_Provided material_.
%%
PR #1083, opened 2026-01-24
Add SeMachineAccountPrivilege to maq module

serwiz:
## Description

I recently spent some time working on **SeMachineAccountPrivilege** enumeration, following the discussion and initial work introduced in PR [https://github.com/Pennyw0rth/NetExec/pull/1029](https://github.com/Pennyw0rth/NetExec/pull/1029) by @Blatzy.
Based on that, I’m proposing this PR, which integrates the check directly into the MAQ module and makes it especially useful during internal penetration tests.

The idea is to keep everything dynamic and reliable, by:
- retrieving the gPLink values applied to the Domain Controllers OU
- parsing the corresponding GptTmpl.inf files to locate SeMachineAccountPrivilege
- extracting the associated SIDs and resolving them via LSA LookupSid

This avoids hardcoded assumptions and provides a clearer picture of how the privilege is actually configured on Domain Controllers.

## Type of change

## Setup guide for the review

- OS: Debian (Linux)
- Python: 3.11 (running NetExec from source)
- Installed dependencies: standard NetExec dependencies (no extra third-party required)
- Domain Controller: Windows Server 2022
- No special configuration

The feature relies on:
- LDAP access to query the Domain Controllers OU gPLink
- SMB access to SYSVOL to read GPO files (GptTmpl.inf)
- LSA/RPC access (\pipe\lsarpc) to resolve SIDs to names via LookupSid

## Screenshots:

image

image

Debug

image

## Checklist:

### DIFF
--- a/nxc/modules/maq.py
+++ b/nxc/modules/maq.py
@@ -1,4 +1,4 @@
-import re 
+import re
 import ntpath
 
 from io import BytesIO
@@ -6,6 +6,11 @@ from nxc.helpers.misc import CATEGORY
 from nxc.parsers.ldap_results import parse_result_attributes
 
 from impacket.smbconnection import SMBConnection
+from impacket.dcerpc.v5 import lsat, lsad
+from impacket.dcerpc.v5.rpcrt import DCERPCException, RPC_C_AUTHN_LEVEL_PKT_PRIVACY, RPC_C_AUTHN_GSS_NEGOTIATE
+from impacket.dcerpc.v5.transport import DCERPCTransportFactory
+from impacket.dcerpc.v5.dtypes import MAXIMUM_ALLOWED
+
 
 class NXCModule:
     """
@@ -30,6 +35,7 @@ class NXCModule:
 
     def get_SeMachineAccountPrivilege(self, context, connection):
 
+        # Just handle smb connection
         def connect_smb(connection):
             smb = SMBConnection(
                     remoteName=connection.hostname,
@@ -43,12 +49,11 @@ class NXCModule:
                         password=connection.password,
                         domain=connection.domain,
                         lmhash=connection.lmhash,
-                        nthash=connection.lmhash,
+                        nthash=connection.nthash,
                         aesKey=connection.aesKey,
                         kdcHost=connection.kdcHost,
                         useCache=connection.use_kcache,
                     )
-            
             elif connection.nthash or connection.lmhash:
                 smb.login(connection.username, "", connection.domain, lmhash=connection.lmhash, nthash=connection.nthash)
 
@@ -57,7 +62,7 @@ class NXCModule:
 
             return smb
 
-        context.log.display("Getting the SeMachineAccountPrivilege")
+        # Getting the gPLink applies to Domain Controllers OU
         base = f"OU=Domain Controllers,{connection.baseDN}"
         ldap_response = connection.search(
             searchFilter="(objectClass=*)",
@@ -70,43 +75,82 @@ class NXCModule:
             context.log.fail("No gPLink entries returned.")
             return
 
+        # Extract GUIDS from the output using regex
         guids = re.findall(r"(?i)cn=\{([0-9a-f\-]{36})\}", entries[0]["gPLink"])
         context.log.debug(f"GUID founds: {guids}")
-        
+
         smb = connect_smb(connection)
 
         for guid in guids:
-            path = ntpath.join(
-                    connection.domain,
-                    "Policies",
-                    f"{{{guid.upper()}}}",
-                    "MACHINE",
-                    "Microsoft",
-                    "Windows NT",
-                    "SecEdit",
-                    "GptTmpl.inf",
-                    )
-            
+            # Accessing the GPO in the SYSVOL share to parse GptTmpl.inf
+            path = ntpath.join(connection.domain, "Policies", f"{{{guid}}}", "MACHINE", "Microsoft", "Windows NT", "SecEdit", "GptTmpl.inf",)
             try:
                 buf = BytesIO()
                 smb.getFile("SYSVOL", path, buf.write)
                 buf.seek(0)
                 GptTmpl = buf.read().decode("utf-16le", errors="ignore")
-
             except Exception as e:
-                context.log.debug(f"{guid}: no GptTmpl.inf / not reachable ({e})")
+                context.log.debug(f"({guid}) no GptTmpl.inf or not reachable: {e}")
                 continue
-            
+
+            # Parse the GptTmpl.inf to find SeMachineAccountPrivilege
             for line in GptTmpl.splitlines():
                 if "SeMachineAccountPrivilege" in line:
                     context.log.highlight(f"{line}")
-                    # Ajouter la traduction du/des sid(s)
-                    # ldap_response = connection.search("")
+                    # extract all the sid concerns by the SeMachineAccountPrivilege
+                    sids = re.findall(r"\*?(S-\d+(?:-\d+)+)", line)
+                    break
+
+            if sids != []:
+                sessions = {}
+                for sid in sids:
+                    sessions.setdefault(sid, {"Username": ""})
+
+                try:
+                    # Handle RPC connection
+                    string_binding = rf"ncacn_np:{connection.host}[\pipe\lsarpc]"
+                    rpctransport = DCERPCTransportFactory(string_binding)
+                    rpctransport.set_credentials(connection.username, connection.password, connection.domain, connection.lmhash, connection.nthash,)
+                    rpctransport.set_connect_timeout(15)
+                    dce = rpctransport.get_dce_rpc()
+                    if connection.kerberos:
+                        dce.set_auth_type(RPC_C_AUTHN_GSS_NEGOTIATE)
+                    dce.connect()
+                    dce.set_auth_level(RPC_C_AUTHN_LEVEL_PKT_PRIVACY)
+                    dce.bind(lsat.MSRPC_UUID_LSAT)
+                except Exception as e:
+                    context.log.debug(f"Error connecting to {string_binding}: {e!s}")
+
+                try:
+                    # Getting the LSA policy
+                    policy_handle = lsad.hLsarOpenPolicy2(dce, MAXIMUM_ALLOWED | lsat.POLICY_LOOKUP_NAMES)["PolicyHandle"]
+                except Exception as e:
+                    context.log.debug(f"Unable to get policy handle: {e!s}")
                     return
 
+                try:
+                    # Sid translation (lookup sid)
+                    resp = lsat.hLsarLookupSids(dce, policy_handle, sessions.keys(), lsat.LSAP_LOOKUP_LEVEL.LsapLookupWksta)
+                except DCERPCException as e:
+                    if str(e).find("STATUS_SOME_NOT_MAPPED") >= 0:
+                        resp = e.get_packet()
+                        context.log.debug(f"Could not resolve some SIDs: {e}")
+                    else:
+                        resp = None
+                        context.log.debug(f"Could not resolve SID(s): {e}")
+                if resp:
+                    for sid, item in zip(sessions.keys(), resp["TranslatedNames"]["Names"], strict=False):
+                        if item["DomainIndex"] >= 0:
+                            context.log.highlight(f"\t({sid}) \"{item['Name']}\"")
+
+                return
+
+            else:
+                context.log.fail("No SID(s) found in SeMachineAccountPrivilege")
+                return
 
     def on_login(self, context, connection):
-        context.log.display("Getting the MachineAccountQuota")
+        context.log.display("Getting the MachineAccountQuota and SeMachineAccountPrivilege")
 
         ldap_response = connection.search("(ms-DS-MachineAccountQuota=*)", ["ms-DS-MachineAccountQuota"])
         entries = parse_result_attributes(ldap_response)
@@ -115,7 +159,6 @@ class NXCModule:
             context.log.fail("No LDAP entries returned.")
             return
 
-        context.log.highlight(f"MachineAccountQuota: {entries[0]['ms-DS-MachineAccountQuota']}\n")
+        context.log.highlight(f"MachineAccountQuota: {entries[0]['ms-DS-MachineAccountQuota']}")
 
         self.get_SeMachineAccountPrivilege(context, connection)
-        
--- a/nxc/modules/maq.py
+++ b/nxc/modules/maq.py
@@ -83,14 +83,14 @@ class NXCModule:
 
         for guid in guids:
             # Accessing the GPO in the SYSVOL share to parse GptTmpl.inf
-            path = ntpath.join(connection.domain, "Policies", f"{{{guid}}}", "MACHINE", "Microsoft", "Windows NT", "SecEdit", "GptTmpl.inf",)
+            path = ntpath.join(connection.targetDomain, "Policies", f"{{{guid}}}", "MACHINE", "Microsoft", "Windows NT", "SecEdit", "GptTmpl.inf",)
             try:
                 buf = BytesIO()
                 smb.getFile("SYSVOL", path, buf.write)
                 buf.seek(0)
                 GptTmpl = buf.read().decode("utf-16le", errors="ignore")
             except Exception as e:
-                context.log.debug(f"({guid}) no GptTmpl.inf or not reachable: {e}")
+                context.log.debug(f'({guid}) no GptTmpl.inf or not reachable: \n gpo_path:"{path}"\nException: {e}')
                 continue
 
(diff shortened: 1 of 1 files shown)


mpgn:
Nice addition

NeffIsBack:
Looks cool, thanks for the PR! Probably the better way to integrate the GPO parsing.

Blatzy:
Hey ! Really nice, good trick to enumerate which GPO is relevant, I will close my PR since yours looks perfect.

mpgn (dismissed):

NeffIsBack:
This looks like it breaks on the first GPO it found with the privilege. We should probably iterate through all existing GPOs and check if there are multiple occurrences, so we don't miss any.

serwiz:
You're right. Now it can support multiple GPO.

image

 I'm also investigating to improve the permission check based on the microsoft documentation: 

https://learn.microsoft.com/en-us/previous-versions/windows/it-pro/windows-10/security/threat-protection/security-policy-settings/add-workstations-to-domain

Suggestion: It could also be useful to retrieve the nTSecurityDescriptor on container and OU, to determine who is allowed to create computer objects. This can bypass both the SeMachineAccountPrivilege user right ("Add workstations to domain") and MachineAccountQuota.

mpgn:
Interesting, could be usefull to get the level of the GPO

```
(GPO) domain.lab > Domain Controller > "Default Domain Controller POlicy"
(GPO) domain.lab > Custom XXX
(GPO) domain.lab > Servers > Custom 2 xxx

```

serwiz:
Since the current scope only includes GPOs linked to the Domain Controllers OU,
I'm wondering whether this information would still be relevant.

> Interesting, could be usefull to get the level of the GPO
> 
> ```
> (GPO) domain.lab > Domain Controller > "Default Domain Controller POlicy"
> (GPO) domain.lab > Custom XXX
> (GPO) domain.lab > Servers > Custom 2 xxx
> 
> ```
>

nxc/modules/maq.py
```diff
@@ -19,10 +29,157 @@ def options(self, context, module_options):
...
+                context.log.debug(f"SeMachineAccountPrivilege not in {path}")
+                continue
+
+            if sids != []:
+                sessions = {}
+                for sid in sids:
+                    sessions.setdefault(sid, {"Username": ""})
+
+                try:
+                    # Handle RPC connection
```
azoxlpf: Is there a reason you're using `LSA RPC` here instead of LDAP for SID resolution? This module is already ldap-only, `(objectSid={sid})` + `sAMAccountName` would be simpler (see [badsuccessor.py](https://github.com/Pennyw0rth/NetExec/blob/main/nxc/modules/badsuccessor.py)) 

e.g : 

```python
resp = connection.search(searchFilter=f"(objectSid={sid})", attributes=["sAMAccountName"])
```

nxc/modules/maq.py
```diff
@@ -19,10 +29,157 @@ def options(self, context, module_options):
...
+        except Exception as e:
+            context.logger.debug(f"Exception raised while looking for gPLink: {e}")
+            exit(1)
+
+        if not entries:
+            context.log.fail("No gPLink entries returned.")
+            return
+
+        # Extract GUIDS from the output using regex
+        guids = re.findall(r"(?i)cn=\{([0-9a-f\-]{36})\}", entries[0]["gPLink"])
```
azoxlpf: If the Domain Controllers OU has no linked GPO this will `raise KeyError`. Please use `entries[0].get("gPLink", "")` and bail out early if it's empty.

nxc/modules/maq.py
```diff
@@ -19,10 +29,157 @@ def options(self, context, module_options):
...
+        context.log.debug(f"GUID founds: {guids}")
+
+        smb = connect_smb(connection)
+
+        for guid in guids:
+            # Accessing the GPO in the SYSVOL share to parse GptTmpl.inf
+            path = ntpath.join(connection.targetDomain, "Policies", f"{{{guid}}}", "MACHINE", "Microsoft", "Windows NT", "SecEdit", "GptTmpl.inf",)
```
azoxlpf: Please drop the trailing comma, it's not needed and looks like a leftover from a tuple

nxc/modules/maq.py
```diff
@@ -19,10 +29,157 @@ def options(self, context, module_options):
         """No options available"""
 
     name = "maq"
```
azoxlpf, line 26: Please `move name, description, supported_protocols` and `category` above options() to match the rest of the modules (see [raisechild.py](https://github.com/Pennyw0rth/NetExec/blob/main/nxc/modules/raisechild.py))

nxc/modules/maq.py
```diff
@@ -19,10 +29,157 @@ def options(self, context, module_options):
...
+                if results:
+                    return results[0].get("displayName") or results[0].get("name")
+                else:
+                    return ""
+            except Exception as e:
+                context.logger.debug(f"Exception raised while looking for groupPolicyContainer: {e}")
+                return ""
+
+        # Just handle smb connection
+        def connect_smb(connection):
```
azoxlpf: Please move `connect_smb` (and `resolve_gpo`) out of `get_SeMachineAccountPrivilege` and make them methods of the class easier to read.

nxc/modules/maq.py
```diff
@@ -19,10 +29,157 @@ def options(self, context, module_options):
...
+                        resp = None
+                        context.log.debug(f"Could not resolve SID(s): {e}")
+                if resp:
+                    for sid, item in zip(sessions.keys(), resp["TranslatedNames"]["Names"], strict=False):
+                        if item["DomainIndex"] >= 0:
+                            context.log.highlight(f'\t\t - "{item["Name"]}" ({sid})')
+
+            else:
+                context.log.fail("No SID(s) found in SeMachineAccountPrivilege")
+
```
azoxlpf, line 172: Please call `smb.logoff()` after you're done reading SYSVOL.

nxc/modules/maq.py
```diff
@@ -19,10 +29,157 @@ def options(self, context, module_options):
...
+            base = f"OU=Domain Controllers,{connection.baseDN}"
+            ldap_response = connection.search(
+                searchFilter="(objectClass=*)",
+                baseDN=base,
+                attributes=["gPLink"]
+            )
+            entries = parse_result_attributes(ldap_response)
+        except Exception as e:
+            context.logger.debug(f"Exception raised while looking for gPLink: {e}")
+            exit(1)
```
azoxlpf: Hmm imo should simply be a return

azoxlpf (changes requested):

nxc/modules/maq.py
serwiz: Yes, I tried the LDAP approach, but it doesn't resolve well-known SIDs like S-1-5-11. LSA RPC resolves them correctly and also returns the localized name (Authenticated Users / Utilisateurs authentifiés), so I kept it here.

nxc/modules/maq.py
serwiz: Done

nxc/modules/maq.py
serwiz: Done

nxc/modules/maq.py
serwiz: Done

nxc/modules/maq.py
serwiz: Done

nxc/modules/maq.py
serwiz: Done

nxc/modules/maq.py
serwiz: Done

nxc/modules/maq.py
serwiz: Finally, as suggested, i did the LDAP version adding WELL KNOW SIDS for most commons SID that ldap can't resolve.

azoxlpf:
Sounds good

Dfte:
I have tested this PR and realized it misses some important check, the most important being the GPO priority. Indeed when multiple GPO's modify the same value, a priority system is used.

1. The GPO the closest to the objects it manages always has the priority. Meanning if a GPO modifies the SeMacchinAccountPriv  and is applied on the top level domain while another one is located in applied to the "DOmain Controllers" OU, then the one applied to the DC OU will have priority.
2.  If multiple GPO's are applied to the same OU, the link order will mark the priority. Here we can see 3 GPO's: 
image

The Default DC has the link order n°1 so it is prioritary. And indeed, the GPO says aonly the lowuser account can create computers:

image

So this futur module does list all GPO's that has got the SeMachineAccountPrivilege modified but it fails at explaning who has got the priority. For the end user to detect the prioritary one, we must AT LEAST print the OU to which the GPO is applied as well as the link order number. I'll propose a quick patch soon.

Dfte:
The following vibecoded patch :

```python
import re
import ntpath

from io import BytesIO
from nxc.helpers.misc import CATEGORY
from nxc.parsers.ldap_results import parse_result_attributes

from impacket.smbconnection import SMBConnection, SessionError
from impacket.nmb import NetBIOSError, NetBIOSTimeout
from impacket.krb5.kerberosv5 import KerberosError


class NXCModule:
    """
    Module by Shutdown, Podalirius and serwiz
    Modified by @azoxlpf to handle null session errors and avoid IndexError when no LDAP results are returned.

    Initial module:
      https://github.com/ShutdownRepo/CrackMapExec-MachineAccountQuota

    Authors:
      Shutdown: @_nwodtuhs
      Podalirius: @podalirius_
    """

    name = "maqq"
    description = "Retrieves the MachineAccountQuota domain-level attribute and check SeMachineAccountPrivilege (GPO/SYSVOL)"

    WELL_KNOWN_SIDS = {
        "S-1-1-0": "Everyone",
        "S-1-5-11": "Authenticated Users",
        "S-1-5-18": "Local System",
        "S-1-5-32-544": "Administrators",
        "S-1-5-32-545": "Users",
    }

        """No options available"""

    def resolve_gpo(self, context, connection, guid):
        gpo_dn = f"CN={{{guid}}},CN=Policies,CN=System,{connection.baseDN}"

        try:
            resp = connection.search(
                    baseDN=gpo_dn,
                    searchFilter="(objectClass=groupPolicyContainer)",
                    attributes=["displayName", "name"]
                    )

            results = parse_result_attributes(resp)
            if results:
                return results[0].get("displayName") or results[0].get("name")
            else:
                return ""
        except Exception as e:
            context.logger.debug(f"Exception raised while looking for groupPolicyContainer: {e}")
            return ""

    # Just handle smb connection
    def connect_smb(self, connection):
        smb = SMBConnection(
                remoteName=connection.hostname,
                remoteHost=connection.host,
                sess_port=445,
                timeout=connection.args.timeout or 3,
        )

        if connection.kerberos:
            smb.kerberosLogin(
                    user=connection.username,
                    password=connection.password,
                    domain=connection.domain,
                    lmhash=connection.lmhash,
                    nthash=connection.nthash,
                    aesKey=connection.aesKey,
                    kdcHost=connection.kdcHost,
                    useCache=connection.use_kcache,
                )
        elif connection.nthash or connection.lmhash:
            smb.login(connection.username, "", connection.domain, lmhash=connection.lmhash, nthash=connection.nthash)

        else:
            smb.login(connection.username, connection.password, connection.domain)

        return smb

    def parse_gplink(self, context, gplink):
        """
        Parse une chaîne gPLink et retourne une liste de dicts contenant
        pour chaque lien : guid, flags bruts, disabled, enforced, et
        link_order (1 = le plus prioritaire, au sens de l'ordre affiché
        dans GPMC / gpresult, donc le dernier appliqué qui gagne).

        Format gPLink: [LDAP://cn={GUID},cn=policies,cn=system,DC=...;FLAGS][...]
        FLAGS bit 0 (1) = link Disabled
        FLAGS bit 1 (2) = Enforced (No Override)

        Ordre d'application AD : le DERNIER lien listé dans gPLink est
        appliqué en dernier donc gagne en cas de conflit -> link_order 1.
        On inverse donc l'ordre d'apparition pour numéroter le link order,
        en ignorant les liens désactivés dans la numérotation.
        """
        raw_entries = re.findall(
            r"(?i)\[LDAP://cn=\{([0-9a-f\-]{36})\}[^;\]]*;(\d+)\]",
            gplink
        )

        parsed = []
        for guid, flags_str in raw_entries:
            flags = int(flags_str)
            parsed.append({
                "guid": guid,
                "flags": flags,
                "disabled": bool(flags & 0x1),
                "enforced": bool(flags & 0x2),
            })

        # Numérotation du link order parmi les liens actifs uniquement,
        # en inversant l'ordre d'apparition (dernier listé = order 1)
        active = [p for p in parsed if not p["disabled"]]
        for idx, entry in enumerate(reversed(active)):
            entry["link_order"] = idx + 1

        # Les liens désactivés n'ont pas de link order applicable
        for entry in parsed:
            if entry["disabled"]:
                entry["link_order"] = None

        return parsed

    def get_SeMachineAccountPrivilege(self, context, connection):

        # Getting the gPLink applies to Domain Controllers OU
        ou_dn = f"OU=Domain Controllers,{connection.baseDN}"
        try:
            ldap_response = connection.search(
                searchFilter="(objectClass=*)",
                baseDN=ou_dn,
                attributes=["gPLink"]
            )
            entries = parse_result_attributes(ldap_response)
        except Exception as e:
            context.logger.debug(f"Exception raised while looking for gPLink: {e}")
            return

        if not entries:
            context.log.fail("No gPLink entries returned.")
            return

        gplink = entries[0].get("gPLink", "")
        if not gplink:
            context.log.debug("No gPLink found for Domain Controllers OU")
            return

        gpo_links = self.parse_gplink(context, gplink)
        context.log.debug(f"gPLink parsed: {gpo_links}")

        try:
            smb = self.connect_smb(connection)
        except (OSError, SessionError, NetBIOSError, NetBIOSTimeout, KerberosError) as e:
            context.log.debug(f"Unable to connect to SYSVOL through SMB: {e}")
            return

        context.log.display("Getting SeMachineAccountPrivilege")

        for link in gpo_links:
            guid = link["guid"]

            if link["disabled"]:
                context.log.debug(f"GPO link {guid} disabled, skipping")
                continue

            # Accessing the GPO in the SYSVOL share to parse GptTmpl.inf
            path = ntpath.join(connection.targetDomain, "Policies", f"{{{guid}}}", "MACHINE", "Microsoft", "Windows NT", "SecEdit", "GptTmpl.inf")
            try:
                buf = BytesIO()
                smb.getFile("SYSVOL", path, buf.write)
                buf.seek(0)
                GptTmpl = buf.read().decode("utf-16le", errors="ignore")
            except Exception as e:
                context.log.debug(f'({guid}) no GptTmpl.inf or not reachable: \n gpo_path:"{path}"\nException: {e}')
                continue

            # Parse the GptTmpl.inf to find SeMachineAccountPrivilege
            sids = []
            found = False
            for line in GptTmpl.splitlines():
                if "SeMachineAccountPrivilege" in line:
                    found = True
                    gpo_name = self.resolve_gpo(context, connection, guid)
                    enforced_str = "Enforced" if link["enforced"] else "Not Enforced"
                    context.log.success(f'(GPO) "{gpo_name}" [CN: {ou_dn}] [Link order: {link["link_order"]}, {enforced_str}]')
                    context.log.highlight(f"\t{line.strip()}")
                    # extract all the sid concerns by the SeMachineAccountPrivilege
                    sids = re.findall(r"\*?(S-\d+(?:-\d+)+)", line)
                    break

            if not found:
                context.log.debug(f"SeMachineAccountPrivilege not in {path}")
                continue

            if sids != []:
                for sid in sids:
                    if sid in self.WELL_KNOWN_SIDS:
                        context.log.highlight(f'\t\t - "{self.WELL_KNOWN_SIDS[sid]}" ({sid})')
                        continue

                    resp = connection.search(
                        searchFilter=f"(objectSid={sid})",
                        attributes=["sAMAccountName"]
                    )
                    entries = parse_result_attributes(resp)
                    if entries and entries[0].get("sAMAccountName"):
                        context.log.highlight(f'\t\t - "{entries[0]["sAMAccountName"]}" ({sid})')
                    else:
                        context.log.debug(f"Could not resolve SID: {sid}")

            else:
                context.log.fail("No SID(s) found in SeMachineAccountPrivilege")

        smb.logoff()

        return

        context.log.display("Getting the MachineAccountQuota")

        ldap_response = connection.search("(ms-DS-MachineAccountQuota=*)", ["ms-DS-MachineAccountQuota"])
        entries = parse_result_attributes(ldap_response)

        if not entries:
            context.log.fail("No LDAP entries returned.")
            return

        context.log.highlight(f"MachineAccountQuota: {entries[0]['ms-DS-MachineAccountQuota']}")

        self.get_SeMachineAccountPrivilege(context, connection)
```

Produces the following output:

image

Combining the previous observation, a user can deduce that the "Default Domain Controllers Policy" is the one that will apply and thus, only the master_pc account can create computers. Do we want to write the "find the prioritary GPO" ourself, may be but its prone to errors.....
%%
_Task directions_. Return only the exact lines from the opening of the records through the line that contains "- Python: 3.11 (running NetExec from source)", both included.

_Exercise solution_.
PR #1083, opened 2026-01-24
Add SeMachineAccountPrivilege to maq module

serwiz:
## Description

I recently spent some time working on **SeMachineAccountPrivilege** enumeration, following the discussion and initial work introduced in PR [https://github.com/Pennyw0rth/NetExec/pull/1029](https://github.com/Pennyw0rth/NetExec/pull/1029) by @Blatzy.
Based on that, I’m proposing this PR, which integrates the check directly into the MAQ module and makes it especially useful during internal penetration tests.

The idea is to keep everything dynamic and reliable, by:
- retrieving the gPLink values applied to the Domain Controllers OU
- parsing the corresponding GptTmpl.inf files to locate SeMachineAccountPrivilege
- extracting the associated SIDs and resolving them via LSA LookupSid

This avoids hardcoded assumptions and provides a clearer picture of how the privilege is actually configured on Domain Controllers.

## Type of change

## Setup guide for the review

- OS: Debian (Linux)
- Python: 3.11 (running NetExec from source)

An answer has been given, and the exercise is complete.